A second version, op. 43a, was written in 1999 for clarinet, cello and piano, a trio combination for which Beethoven composed his Trio op. 11 (Gassenhauer-Trio), Johannes Brahms his Klarinettentrio op. 114 and Alexander Zemlinsky his Trio op. 3, among others. This setting of Gestural Variations appears on a recording Portrait, a selection of the composer's chamber music on Cybele Records, played by Markus Schön as the clarinettist, Waterhouse as the cellist, and Michael Wendeberg as the pianist. A review of Hubert Culot stated: The "highly contrasted variations display a remarkable instrumental mastery, that makes this work a feast from first to last." The versions were published by Hofmeister, Leipzig, in 1998 and 1999 respectively.
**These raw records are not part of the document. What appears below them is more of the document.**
PR #11174, opened 2018-10-15
[2018-06] [sdks] futimens and futimes symbols are missing on anything earlier than 10.13

luhenry:
This breaks when LLVM is built on 10.13+ and the runtimes are built on 10.12.


luhenry:

sdks/builds/llvm.mk
```diff
@@ -67,6 +67,7 @@ define LLVMTemplate
 _llvm-$(1)_CMAKE_FLAGS = \
 	$$(llvm_CMAKE_FLAGS) \
 	-DCMAKE_INSTALL_PREFIX=$$(TOP)/sdks/out/llvm-$(1) \
+	-DHAVE_FUTIMENS=0 -DHAVE_FUTIMES=0 \
```
akoeplinger: fwiw `futimes` does exist on older macOS versions.

PR #11176, opened 2018-10-15
[2018-08] [sdks] futimens symbols are missing on anything earlier than 10.13

luhenry:
This breaks when LLVM is built on 10.13+ and the runtimes are built on 10.12.


luhenry:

Gestural Variations in a third version, op. 43b, for oboe, cello and piano was awarded a prize at the competition of Via Nova in Weimar and premiered there on 31 March 2000.

The UK premiere of the clarinet version was played on 5 November 2002 in a Composer Portrait Concert with Graham Waterhouse in the St. Cyprian's Church in London.

The original version opened the Welcome Recital 6 of the British Double Reed Society at the IDRS conference 2009 in Birmingham, played by Richard Simpson, Julie Price and Janet Simpson.

A fourth version, op. 43c, for flute, cello and piano was premiered at the Gasteig Munich on 20 December 2009, played by Jens Josef, Waterhouse, and Rudi Spring. This version was played there again on 11 April 2010, this time with Christopher White as the pianist.